EXERCISE: Look through the lines below and extract any with the word "tsconfig".

DATA EXCERPTS:
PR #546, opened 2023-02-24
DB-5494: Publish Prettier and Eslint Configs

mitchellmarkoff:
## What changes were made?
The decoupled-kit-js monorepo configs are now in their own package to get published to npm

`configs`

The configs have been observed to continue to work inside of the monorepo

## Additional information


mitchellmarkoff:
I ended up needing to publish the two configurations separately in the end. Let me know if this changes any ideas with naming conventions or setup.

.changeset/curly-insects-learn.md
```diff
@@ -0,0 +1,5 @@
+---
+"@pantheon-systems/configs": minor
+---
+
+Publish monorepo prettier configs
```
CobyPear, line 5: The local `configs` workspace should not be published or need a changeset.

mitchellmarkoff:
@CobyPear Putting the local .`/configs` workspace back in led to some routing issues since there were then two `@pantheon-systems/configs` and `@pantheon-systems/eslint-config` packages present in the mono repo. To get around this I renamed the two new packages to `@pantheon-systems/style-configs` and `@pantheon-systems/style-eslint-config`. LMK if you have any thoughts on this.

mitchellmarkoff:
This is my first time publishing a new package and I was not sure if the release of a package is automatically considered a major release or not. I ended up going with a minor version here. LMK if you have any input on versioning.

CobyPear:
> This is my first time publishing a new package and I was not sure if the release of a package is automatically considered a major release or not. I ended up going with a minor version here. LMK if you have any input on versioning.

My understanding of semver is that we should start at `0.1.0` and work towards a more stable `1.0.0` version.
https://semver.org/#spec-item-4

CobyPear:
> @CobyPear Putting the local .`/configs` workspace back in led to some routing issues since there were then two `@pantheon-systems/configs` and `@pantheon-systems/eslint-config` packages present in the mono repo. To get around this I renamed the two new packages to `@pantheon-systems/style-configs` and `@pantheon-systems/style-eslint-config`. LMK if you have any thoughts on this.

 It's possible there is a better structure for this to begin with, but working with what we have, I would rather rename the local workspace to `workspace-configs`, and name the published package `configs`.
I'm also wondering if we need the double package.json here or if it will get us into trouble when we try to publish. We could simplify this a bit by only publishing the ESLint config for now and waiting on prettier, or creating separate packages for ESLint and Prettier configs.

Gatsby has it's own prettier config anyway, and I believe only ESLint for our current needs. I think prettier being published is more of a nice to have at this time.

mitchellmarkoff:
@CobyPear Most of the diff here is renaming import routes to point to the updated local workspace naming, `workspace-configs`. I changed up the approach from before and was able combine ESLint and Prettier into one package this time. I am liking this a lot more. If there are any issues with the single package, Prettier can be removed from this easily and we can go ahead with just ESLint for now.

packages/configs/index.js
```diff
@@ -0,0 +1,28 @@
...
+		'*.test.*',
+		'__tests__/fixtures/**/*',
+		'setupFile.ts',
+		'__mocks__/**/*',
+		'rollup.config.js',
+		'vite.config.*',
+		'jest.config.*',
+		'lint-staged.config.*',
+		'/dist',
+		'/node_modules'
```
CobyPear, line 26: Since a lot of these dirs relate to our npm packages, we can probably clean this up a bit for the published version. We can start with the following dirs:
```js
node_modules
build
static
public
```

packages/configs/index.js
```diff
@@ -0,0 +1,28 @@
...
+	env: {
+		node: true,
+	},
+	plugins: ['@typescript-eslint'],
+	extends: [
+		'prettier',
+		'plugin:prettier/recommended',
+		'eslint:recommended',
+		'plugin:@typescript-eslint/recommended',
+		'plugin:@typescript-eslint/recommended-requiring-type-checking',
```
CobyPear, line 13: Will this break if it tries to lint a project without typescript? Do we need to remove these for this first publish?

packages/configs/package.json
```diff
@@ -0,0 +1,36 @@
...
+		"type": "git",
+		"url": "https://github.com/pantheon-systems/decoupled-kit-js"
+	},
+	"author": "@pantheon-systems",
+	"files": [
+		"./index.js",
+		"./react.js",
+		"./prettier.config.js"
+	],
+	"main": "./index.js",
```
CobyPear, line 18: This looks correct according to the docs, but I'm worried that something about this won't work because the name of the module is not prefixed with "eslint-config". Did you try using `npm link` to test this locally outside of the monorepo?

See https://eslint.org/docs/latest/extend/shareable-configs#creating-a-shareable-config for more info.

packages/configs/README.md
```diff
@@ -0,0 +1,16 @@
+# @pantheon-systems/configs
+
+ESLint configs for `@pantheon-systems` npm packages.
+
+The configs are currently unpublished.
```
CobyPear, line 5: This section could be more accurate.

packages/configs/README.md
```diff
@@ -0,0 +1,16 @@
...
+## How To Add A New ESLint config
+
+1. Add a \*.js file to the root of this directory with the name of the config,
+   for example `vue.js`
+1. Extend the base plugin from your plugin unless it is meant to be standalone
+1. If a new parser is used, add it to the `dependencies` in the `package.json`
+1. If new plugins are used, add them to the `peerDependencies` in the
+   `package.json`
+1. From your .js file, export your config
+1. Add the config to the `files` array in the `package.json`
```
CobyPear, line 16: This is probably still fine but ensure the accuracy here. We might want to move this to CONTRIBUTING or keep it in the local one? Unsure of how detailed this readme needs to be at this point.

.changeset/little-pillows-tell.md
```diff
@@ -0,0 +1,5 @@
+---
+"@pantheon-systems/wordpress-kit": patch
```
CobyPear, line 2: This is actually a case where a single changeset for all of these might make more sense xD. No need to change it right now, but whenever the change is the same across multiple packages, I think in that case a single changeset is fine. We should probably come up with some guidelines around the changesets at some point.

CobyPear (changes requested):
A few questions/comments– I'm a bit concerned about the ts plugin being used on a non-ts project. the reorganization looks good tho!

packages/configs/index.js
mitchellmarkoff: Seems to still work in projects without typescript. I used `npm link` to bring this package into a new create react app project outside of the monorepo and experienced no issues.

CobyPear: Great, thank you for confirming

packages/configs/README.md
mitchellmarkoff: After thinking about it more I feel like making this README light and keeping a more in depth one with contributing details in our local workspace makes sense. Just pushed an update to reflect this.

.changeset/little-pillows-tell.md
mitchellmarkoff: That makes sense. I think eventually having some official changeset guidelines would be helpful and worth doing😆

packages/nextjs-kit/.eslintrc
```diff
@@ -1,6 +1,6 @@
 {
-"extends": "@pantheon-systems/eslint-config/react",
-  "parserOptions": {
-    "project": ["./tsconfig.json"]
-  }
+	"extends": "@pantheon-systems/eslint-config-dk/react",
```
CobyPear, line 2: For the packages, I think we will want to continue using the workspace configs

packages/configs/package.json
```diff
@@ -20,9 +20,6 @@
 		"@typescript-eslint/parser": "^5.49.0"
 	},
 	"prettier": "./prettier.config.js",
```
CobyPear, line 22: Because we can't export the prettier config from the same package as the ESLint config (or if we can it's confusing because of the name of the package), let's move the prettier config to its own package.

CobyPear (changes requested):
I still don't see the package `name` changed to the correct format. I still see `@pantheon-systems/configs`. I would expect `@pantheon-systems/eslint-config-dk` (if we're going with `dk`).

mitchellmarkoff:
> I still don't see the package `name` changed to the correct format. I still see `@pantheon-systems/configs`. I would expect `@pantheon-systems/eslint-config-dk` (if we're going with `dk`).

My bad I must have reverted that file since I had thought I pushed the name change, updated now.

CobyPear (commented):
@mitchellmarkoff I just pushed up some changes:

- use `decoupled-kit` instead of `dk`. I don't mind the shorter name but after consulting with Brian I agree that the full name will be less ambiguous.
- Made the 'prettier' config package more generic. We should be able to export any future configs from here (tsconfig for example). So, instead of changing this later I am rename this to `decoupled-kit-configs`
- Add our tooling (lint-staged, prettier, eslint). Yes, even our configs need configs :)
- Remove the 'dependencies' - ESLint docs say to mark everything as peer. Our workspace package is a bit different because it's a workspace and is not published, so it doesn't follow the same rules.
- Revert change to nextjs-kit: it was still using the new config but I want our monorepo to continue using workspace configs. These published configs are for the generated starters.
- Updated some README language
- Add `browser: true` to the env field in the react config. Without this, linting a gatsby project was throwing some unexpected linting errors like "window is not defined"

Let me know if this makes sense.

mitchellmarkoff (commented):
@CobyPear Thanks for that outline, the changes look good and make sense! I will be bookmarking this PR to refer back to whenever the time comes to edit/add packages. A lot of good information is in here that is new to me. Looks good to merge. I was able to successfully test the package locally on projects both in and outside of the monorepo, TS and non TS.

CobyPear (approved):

FINISHED EXERCISE:
-    "project": ["./tsconfig.json"]
- Made the 'prettier' config package more generic. We should be able to export any future configs from here (tsconfig for example). So, instead of changing this later I am rename this to `decoupled-kit-configs`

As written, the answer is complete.